# Work instruction:
Copy every line of the data that includes the string "Dataset".

⟨

PR #1625, opened 2026-05-15
feat: Add dataset.status in Dataset.list_datasets return values

patrickdasilva-clearml:
## Patch Description
This PR adds `dataset["status"]` in the return value of the `Dataset.list_datasets` method. This can be used to then further filter that list of datasets and make more detailed queries via `Dataset.get` afterwards.


patrickdasilva-clearml:
LGTM

PR #1693, opened 2026-08-16
Fix nondeterministic type validation messages

### LINKED ISSUE #1692: `DataModel.assert_isinstance` can produce nondeterministic type-error messages
## Describe the bug

Hi! I found a small reproducibility issue in the SDK's array-type validation. When `DataModel.assert_isinstance(..., is_array=True)` rejects a collection, it formats the observed type names using:

```python
', '.join(set(type(x).__name__ for x in value))
```

Because the set contains strings, its iteration order can depend on Python's per-process hash seed. A mixed invalid collection can therefore produce the same `TypeError` with its type names in different orders, across otherwise equivalent interpreter runs.

This doesn't affect the validation result or any successful request. However, it does make the user-facing error text, logs, snapshots, and assertions against that text, kind of unstable.

## To reproduce

Save this as `reproduce.py` in an environment containing ClearML:

```python
from clearml.backend_api.session.datamodel import DataModel

try:
    DataModel.assert_isinstance(
        [1, "a", None],
        "values",
        float,
        is_array=True,
    )
except TypeError as error:
    print(error)
```

Then run it in fresh interpreters with several hash seeds:

```console
PYTHONHASHSEED=1 python reproduce.py
PYTHONHASHSEED=2 python reproduce.py
PYTHONHASHSEED=3 python reproduce.py
PYTHONHASHSEED=4 python reproduce.py
```

The final `got ...` list can appear in different orders. In a local check over 16 hash seeds, the current expression produced all six permutations of `NoneType`, `int`, and `str`.

## Expected behaviour

The same invalid value should produce a stable validation message across interpreter processes. Sorting the deduplicated type-name strings before joining them would establish a deterministic order without changing which types are reported.

## Environment
* Server type: Not applicable; this occurs in SDK-side validation.
* ClearML SDK Version: `a16678313800a431ef6757be58a3858624077602`
* ClearML Server Version: Not applicable.
* Python version: 3.14.3 for the reproduction; the behavior follows ordinary Python string-hash randomization rather than a 3.14-specific change.
* OS: MacOS
## Related Discussion
None.

marcus-campbell:
## Related Issue \ discussion
Fixes #1692<br/>

## Patch Description
This sorts the deduplicated type names in `DataModel.assert_isinstance(..., is_array=True)` before including them in the raised `TypeError`.

The current set iteration order can depend on Python's per-process hash seed, so the same mixed invalid collection may produce different validation text across interpreter runs. Sorting keeps the message deterministic without changing which types are reported, or affecting successful validation.<br/>

## Testing Instructions
* Run the helper with the same mixed invalid value under 16 `PYTHONHASHSEED` values. The previous expression produced all six possible orderings of three type names; this change produces one stable message.
* The modified file passes ClearML's documented Flake8 configuration:

  ```console
  flake8 --max-line-length=120 --statistics --show-source --extend-ignore=E501 clearml/backend_api/session/datamodel.py
  ```
* The documented repository-wide Flake8 command reports the same 46 pre-existing `E203` findings on this branch and on untouched `master`; none are in the modified file.

## Other Information
This changes only the ordering of type names in an already-failing validation path.

### DIFF
--- a/clearml/backend_api/session/datamodel.py
+++ b/clearml/backend_api/session/datamodel.py
@@ -123,7 +123,7 @@ class DataModel:
         if not all(isinstance(x, expected) for x in value):
             raise TypeError(
                 f"Expected {field_name} of type list[{expected}], "
-                f"got {', '.join(set(type(x).__name__ for x in value))}"
+                f"got {', '.join(sorted(set(type(x).__name__ for x in value)))}"
             )
 
     @staticmethod


patrickdasilva-clearml (approved):
Thanks for the changes! We should follow this practice in the future when producing error messages for consistency.

PR #10, opened 2021-08-09
Add user types

sgrimm:
In preparation for revamping the way API client authentication works, add a
concept of "user type." Most users are of type "Individual." Super admins have
a different type, as will API clients.

In this change, the user type just replaces the old `super_admin` flag. A later
change will update API authentication to use API client users instead of a
dedicated `api_keys` table.

CU-185t84y


terraformation-inc:
Task linked: [CU-185t84y Make API keys per-user rather than having a single one in the server config](https://app.clickup.com/t/185t84y)

PR #12, opened 2021-08-12
Remove old API client authentication scheme

sgrimm:
Previously, to support API endpoints for reporting hardware metrics from the
device manager, we had a config setting that defined a single API key for each
server instance, with the assumption the server would be running on site and
the key would only be used by other processes on the same physical host.
That approach is no good with a cloud-hosted server.

We'll now be treating each API client as a special kind of user. A previous
change added the ability to differentiate between regular human users and API
clients. This one removes the original authentication scheme:

* The server-wide API key configuration option
* The `api_keys` table
* The `ClientIdentity` class and its supporting code
* The server-wide facility ID, which was only used in the context of the old
  API authentication scheme

A subsequent change will add a way for administrators to create API client
users with the appropriate settings for use by the device manager; for now,
this can be done manually by signing up as an ordinary user and then updating
the user type in the database.

CU-185t84y


sgrimm:
@kallen07 I know the migration number here conflicts with your PR; I'll renumber mine once yours is merged.

terraformation-inc:
Task linked: [CU-185t84y Make API keys per-user rather than having a single one in the server config](https://app.clickup.com/t/185t84y)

⟩

# Reply:
feat: Add dataset.status in Dataset.list_datasets return values
This PR adds `dataset["status"]` in the return value of the `Dataset.list_datasets` method. This can be used to then further filter that list of datasets and make more detailed queries via `Dataset.get` afterwards.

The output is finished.